One has to BEGIN SOMEWHERE....SIKH begin with GURU NANAK. Lots of "fathers" came before...BUT MY LIFE begins with MY FATHER..Gyani darbara Singh daler....not Mahatma Gandhis father..or Abraham's father...it was MY FATHER who brought me to thsi world and taught me everything I know...similarly it is GURU NANAK JI who brought SIKHI into this world..and taught SIKHI....and a SIKH is not worth his salt IF he doesnt know his own FATHER...After oen KNOWS ones own FATHER very well..then he can slowly proceed to get to "know" other's fathers...but not essential. One who "smells" here and there like a butterfly has no FLOWER that he can call MY OWN. GURMATT and SIKHI is MY VERY OWN FLOWER.


----------



## Ambarsaria (Apr 22, 2011)

Harwinder said:


> ok fair enough we can celebrate it as a fetival. In thats case we can celebrate anything as a festival without a  true religous meaning; but doese that mean we are offending and disrespecting cristainity since we really dont believe in jesus but yet still continue to celebrate it.
> 
> Now the real question here is religously is it wrong for sikh to believe that jesus was indeed equal as the ten gurus in sikhism. Can we or should we have faith jesus as well since quoted by mai harinder kaur ji that "jesus in fact is a guru"
> 
> ...


Harwinder ji I don't know about your background in Punjabi, etc., but at an extreme the following is kind of true,


Guru
An esteemed teacher, teacher that you respect perhaps more than anyone else in the specific area or field

Guru(s)
Not a competitive concept
A contextual concept

Guru(s) misuse
You take one area and bundle with some other area and create a Gumbo soup of Gurus
Your line of thought in your question
Do Christians think of Jesus as Guru?
Most likely.  May be not the actual word Guru.
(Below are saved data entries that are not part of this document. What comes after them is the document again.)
PR #312, opened 2020-11-05
Make figure tests work with pytest-mpl 0.12

Cadair:


ndcube/tests/helpers.py
```diff
@@ -3,22 +3,74 @@
...
+    sunpy_version = "dev" if "dev" in sunpy.__version__ else sunpy.__version__.replace('.', '')
+    astropy_version = "dev" if "dev" in astropy.__version__ else astropy.__version__.replace('.', '')
+    return f"figure_hashes_mpl_{mpl_version}_ft_{ft2_version}_astropy_{astropy_version}_sunpy_{sunpy_version}.json"
+
+
+def figure_test(test_function):
+    """
+    A decorator for a test that verifies the hash of the current figure or the
+    returned figure, with the name of the test function as the hash identifier
+    in the library. A PNG is also created in the 'result_image' directory,
```
DanRyanIrish, line 46: Is the result_image a tmp dir or is it actually in the repo?

tox.ini
```diff
@@ -36,15 +26,35 @@ changedir = .tmp/{envname}
...
     test
 deps =
     pytest-xdist
-    devdeps: git+https://github.com/sunpy/sunpy
     devdeps: git+https://github.com/astropy/astropy
+    devdeps: git+https://github.com/sunpy/sunpy
+
+    # Figure tests need a tightly controlled environment
+    figure: matplotlib==3.3.2
+    figure-!devdeps: astropy==4.1.0
```
DanRyanIrish, line 51: What does ```-!``` mean?

DanRyanIrish (approved):

tox.ini
Cadair: Not that factor so `-figure` would match but `-figure-devdeps` would not.

ndcube/tests/helpers.py
Cadair: This docstring is well out of date, will nuke.

PR #314, opened 2020-11-05
Make pyplot color bar work with 2D output of NDCube.plot and enable NDCube to be passed to WCSAxes as a projection

### LINKED ISSUE #206: Add _as_mpl_axes to NDCube
In APE14 land it should be possible to provide an NDCube to matplotlib as a projection in the same way you can a Map. This requires adding a `_as_mpl_axes` method.

See here: https://github.com/sunpy/sunpy/blob/master/sunpy/map/mapbase.py#L509 for the sunpy map implementation.

### LINKED ISSUE #217: No easy way to add a colorbar for a 2D ndcube plot
Currently `NDCube.plot()` only returns the `WCSAxes` instance and not the plotted image, which means it's not possible to add a colorbar post-plotting. I think it should be possible to do something like this SunPy example with NDCube objects: https://docs.sunpy.org/en/stable/generated/gallery/plotting/map_editcolormap.html#sphx-glr-generated-gallery-plotting-map-editcolormap-py

DanRyanIrish:
Fixes #206 
Fixes #217


DanRyanIrish:
@Cadair this is ready for a review.  Assigning this to you now.

DanRyanIrish:
Is that an approval?

Cadair (approved):

Cadair:
Would be good to have tests for both, for `_as_mpl_axes` do something like this:
```
def test():
  ax = plt.subplot(projecton=cube)
  assert isinstance(ax, WCSAxes)
```

ndcube/tests/test_plotting.py
```diff
@@ -99,3 +99,11 @@ def test_animate_cube_from_slice(ndcube_4d, cslice, kwargs, bugged):
...
 
     return ax.fig
+
+
+@figure_test
+@pytest.mark.parametrize(("ndcube_4d", "cslice"), [("simple", np.s_[:, :, 0, 0])])
+def test_mpl_axes(ndcube_4d, cslice):
+    ndcube_2d = ndcube_4d[cslice]
+    ax = plt.subplot(projection=ndcube_2d)
+    assert isinstance(ax, WCSAxes)
```
Cadair, line 109:
```suggestion
@pytest.mark.parametrize(("ndcube_4d", "cslice"), [("simple", np.s_[:, :, 0, 0])])
def test_mpl_axes(ndcube_4d, cslice):
    ndcube_2d = ndcube_4d[cslice]
    ax = plt.subplot(projection=ndcube_2d)
    assert isinstance(ax, WCSAxes)
    plt.close()
```

Cadair: This doesn't need to be a figure test, but we do need to close the figure.

changelog/314.feature.1.rst
```diff
@@ -0,0 +1 @@
+Add as_mpl_axes method to NDCube plotting mixin so the an NDCube can be provided to astropy WCSAxes as a projection.
```
Cadair, line 1:
```suggestion
Add a `as_mpl_axes` method to `NDCube` plotting mixin so the an `NDCube` can be provided to astropy `WCSAxes` as a projection.
```

changelog/314.feature.2.rst
```diff
@@ -0,0 +1 @@
+Make pyplot colorbar work with the output on NDCube.plot when it is a 2D image.
```
Cadair, line 1:
```suggestion
Make `~matplotlib.pyplot.colorbar` work with the output on `NDCube.plot` when it is a 2D image.
```

Cadair (approved):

Do Christians think of Guru Nanak Dev ji as equivalent Guru to Jesus?​
Absolutely not.


_Should Sikhs consider Jesus as Guru?_

_Absolutely not, as he does not teach Sikhism._
Sure there have been wise people and there will be wise people in the future.





> *Bottomline:*
> 
> 
> Guru is a practical and functional concept at a personal level not just a word to be generalized.




Sat Sri Akal.​


----------



## spnadmin (Apr 22, 2011)

> BUT MY LIFE begins with MY FATHER..Gyani darbara Singh daler....not Mahatma Gandhis father..or Abraham's father...it was MY FATHER who brought me to thsi world and taught me everything I know...similarly it is GURU NANAK JI who brought SIKHI into this world..and taught SIKHI....and a SIKH is not worth his salt IF he doesnt know his own FATHER...After oen KNOWS ones own FATHER very well..then he can slowly proceed to get to "know" other's fathers.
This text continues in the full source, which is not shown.